Канун

Dec 22, 2010 20:29

Я люблю этот день. С него начал прибывать свет.
И всегда - в который раз! - перечитываю свой давний текст. Он странным образом ходит вокруг меня кругами и попадает в руки как раз к этому дню.
Я раз за разом выкладываю его и почти сразу убираю, пугаясь, как мне кажется, его излишней открытости "граду и миру".
Но я уверена, что один человек успеет его прочесть - тоже в который раз!
Уж он-то все понимает.



OUR DEBTS

“… And forgive us our debts as we forgive our debtors…"

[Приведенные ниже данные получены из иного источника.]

PR #385, opened 2019-10-24
Clean up and portability

boehms:
- remove AC_PROG_RANLIB
- check for dependent libraries early on
- use commoncrypto on MacOS instead of OpenSSL (newer versions do not
  ship with OpenSSL headers)
- Add check for presence of functions to configure (some of the
  functions we wrap do not exist on MacOS and potentially other OS)
- Make Gothca an option (this disables building Gotcha libs and tests)

TODO:
  --wrap is not supported on MacOS, still need to check if the linker
  supports this option and disable static linking if this is not the
  case.

### Types of changes

### Checklist:

### DIFF
--- a/client/src/Makefile.am
+++ b/client/src/Makefile.am
@@ -1,11 +1,14 @@
-lib_LTLIBRARIES = libunifyfs.la libunifyfs_gotcha.la
+lib_LTLIBRARIES = libunifyfs.la
+libunifyfsdir = $(includedir)
+
+if HAVE_GOTCHA
+lib_LTLIBRARIES += libunifyfs_gotcha.la
+libunifyfs_gotchadir = $(includedir)
+endif
 
 if HAVE_FORTRAN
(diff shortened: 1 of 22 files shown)


MichaelBrim:
I like the idea of the configure checks for functions to wrap. Is there any reason not to do the check for all the functions we try to wrap? Would like to see that as a separate PR.

I also am in favor of making the gotcha support optional at configure time. Would like to see that as a separate PR.

The extern/const cleanup and removal of AC_PROG_RANLIB is also good.

I oppose all of the APPLE/MACOS portability changes, since we're targeting Linux supercomputers.

boehms:
I was mainly focused to get it to compile on my Mac. I am looking into making a separate function to simplify the checks for the wrap function. I will add that as soon as I have something that works.

I will add the configure cleanup in a separate PR and we can go from there.

MichaelBrim:
@boehms  can we close this draft now?

PR #2050, opened 2024-12-20
test: add repositories.bzl snapshot tests for each lockfile version

jbedard:
This is valuable when looking at the dev vs prod dependencies, finding differences between versions and unexpected diffs when the lockfile changes.

---

### Test plan

- New test cases added


jbedard:
Adding tests in https://github.com/aspect-build/rules_js/pull/2057 for now

Issue #1879, opened 2024-08-07
[FR]: `npm_link_all_packages` should provide shorthands for "all non-devDependencies" and "all devDependencies"


jfirebaugh:
### What is the current behavior?

`npm_link_all_packages` provides you with a `:node_modules` target that represents all dependencies in package.json.

### Describe the feature

There should also be some sort of automatically generated shorthand target for ":node_modules excluding dev deps" and "only dev deps". It's common to not want to micro-manage package dependencies in both package.json and BUILD.bazel, but still have targets to which dev deps are not accessible (most non-test targets), to avoid accidental inclusion of dev libraries in production code.

See https://bazelbuild.github.io/rules_rust/crate_universe.html#all_crate_deps for one potential API approach.

sin-ack:
This would be awesome in combination with `js_image_layer`. My use-case is a TypeScript project running on Node which needs to be packaged into an image. Unfortunately, `ts_project` will forward _all_ of its dependencies in `JsInfo` including development dependencies and will cause huge amounts of bloat in the final image (because it includes stuff like the entire TypeScript compiler). It would be possible to strip the Node.js dependencies from the output JavaScript files with `js_info_files`, but then there's no way for me to add only the production dependencies (if I try to split `npm_translate_lock` into two with `prod = True` and `dev = True` it will still fail with output collisions because some packages are shared between both).

jfirebaugh:
I just noticed that [the documentation for `ts_project(deps)`](https://github.com/aspect-build/rules_ts/blob/main/docs/rules.md#ts_project-deps) implies that rules_ts wanted to make this feature unnecessary, at least for the case of doing `ts_project(..., deps = [":node_modules"])`, which is all I really want it for.

> NB: Linked npm package targets that are "dev" dependencies do not forward their underlying `npm_package_store` target(s) through `npm_package_store_deps` and will therefore not be propagated to the direct dependencies of downstream linked `npm_package` targets.

However, this is followed by:

> npm packages that come in from `npm_translate_lock` are considered "dev" dependencies if they are have `dev: true` set in the pnpm lock file. This should be all packages that are only listed as "devDependencies" in all package.json files within the pnpm workspace.

[...]

PR #2051, opened 2024-12-20
feat: add `prod` and `dev` attributes to `npm_link_targets`

jfirebaugh:
Fixes https://github.com/aspect-build/rules_js/issues/1879

---

- Searched for relevant documentation and updated as needed: TODO

### Test plan

- (TODO) New test cases added


npm/private/npm_translate_lock_generate.bzl
```diff
@@ -219,7 +222,7 @@ def npm_link_targets(name = "node_modules", package = None):
     npm_link_all_packages_bzl = [
         """\
 # buildifier: disable=function-docstring
-def npm_link_all_packages(name = "node_modules", imported_links = []):
+def npm_link_all_packages(name = "node_modules", imported_links = [], prod = False, dev = False):
```
jbedard, line 225: Any other ideas for this API?

It might be nice if we didn't have this scenario where 1/4 of the states is basically invalid and has an odd non-intuitive default. Maybe just throw when `false/false` and then the other 3 states are valid and understandable?

`dev = True|False|None` or something like that is one alternative, although the word "dev" in the API without "prod" in the API is confusing imo. Or `type = "dev"|"prod"|None` but I'd want a term better then "type".

npm/extensions.bzl
```diff
@@ -134,6 +134,9 @@ WARNING: Cannot determine home directory in order to load home `.npmrc` file in
     system_tar = detect_system_tar(module_ctx)
 
     for i in imports:
+        link_packages = {}
+        for link_package, link_names in i.link_packages.items():
+            link_packages[link_package] = [link_name["pkg"] for link_name in link_names]
         npm_import(
```
jbedard, line 140: (this is probably beyond this scope of this PR, but I'd like to start the discussion here...)

I think the `npm_import(dev)` flag is flawed and should actually be removed completely. The dev vs prod logic needs to be 100% at package link time based on the package.json dev vs non-dev dependencies, not the lockfile `dev` flag which is currently misused in rules_js (and non-existent in pnpm9).

Does that sound right to you?

npm/private/test/snapshots/bzlmod/npm_defs.bzl
```diff
@@ -2048,371 +2048,369 @@ def npm_link_all_packages(name = "node_modules", imported_links = []):
     if link:
         if bazel_package == "js/private/worker/src":
             link_2(name = "{}/abortcontroller-polyfill".format(name))
-            link_targets.append("//{}:{}/abortcontroller-polyfill".format(bazel_package, name))
+            link_targets.append("//{}:{}/abortcontroller-polyfill".format(bazel_package, name)) if (not prod and not dev) or (prod and not True) or (dev and True) else None
```
jbedard, line 2051: This generated `if ...` is ugly and I'm pondering how else we can do it. I think we can generate something simpler.

Can't we just compute a few vars at the top of the method such as `include_dev` and `include_prod`? Then this will be `if include_dev else None` or `if include_prod else None` or blank (or `if True else None` instead of blank).

jbedard:
IIUC this solves the issue where rules_js currently treats the lockfile `dev` flag incorrectly, but does not add the API suggested in #1879?

npm/private/npm_translate_lock_generate.bzl
jbedard: Actually is this API simply a copy of `npm_translate_lock`? In which case we should do exactly as you have and my suggestion can be considered in rules_js v3 or something like that...

jfirebaugh: Yeah, it's just following the `prod`/`dev` API from `npm_translate_lock`. I agree that an API that excludes invalid states by design would be better for v3.

npm/extensions.bzl
jfirebaugh: I agree that the behavior of lockfile `dev` flag makes it unsuitable for really anything that rules_js wants to do with regard to dev dependencies.

npm/private/test/snapshots/bzlmod/npm_defs.bzl
jfirebaugh: Yeah, something like that should be possible I think.

npm/private/npm_translate_lock_generate.bzl
jbedard: This current API does not allow a single BUILD to have a mix of these though, correct? If you wanted to include dev deps for some targets (such as tests) but not for others (such as libraries).

Would something such as `:node_modules[__{dev,prod}]` as the API also solve this?

jfirebaugh: It does allow a mix. You could write `npm_link_targets()` and `npm_link_targets(prod = True)` and npm_link_targets(dev = True)` in the same BUILD if you wanted.

jbedard: I was thinking you can't have multiple `npm_link_all_packages()` targets though...?

jbedard: Do we need the `npm_link_all_packages` API changes in this PR at all?

npm/private/transitive_closure.bzl
```diff
@@ -115,6 +115,7 @@ def translate_to_transitive_closure(importers, packages, prod = False, dev = Fal
             # deps this importer should pass on if it is linked as a first-party package; this does
             # not include devDependencies
             "deps": deps,
+            "dev_deps": dev_deps,
             # all deps of this importer to link in the node_modules folder of that Bazel package and
             # make available to all build targets; this includes devDependencies
             "all_deps": all_deps,
```
jbedard, line 121: Is this still used?

jbedard:
@jfirebaugh have you had a chance to make any updates here? Are you using the patch in your repo?

WDYT of `npm_link_all_packages(name = "node_modules")` simply producing additional targets instead of accepting the flags?
* `:node_modules__dev`
* `:node_modules__prod`

Then `npm_link_targets(dev, prod)` like you already have here.

npm/private/test/snapshots/bzlmod/npm_defs.bzl
jfirebaugh: After taking another look, I don't think it is possible. The contents of this fragment depend on whether the package in question is a production or dev dependency for the `bazel_package` in question. I.e., it's not a simple `include_dev` / `include_prod` boolean for each package, but rather a matrix of `bazel_package` x `link_alias`, which we're encoding as a nested conditional.

There might be some other way to structure this, but it would require a more invasive change.

npm/private/transitive_closure.bzl
jfirebaugh: No, will remove.

npm/private/npm_translate_lock_generate.bzl
jfirebaugh: I can't remember why I included the `npm_link_all_packages` changes originally; I guess just for parallelism with `npm_link_targets`. We're only using `npm_link_targets(prod = True)`.

jfirebaugh:
Still using this in our repo. Just updated the patch for 2.3.8 and removed the change to `npm_link_all_packages`'s API.

jfirebaugh:
Hmm, removing that breaks something for us. Will have to investigate later.

jbedard:
@jfirebaugh this has been picked up in https://github.com/aspect-build/rules_js/pull/2298, would you be able to test that out to see if it works for you?

jbedard:
https://github.com/aspect-build/rules_js/pull/2298 has merged, let us know if that is missing anything

PR #2057, opened 2025-01-05
test: add repositories.bzl snapshot tests for each lockfile version

jbedard:
Adding the test snapshot files to ensure we see unexpected changes when changing related code.

---

### Test plan

- New test cases added


alexeagle:
I wish we didn't have so many of these - they are big and brittle, and it's hard to tell whether the changes to these "golden" files are desirable or not. Would it be just as good to test just one of them?

jbedard:
I explicitly want to see the diff between the pnpm versions and make sure changes to them align. These ones (e2e/pnpm_lockfiles) are easy to update with 1 sh script, it's all just for me to look at the diffs for each version.

dzbarsky (approved):
while the huge amount of goop is annoying, given how pnpm behavior differs between the versions it seems reasonable to have the various goldens. Perhaps the right path forward is to start dropping support for the older versions, v 5.4 was released 5 years ago ;)

PR #2065, opened 2025-01-09
fix(npm): correct use of pnpm lockfile dev flag

jbedard:
Fix the usage of the lockfile `dev` flag, rename vars where possible to better indicate the meaning.

---

### Test plan

- Manual testing; please provide instructions so we can reproduce: https://github.com/jbedard/rules_js/commit/cf3f12a7194e62b8194afa596fc0213b23df7bd8 and toggling `npm_translate_lock` `dev` and `prod` flags.


dzbarsky (approved):
nit: Maybe also consider "dev_only" or "only_dev", its a bit closer to `testonly`?

PR #2072, opened 2025-01-15
docs: add troubleshooting note and example of using node_options for nicer stack traces

jbedard:
An example and note in the troubleshooting for how to make nicer stack traces.

---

Сочельник, пахнет хвоей, воском и ванилью. А мы наряжаем елку: легкие хрупкие шары, блестящая мишура и, главное, - игрушки, сделанные мамой.

Игрушки для рождественской елки делались так: сначала из мягкой, скорее всего, медной, потому что я помню ее красновато-золотой блеск, проволоки сплетался скелетик будущего сказочного героя. Постепенно он обрастал плотью из слоев ваты, смоченной клейстером (заварным клеем из муки). Когда фигурка была сформирована и еще раз покрыта слоем клея, к ней добавляли мелочи, вырезанные из бумаги: клювы, кружочки глаз, шляпы и прочее. Все это вывешивалось для просушки дня на два.
А потом фигурки раскрашивались по гладкому засохшему слою клея гуашью или акварелью и оживали прямо в маминых руках. Все герои известных и выдуманных мамой сказок побывали на наших елках. Зайцы в лубяных избушках, хитрые лисы, кот в сапогах и храбрый портняжка, злые или глупые волки, бестолковый тяжелый медведь из «Теремка», ну и Красная шапочка, конечно.
Сидишь рядом, немного помогая и немного мешая, и слушаешь сказки или жутковатые истории, в которых сирые малютки, посиневшие и дрожащие, чудесным образом были спасены от холода и голода в Рождественскую ночь, или, наоборот, всем пакостил резвый черт, усмиренный потом кузнецом Вакулой.
И были волхвы, Вифлеемская звезда, родившийся в дороге младенец, которого мог погубить царь Ирод, и надо было прятаться…

- Как ты во время войны?

Мама очень любила Рождество и отмечали мы его дважды, но мне первое нравилось больше, казалось настоящим праздником, а второе стояло в череде бесконечных зимних утренников, ночного шума за окнами и усталых лиц знакомых.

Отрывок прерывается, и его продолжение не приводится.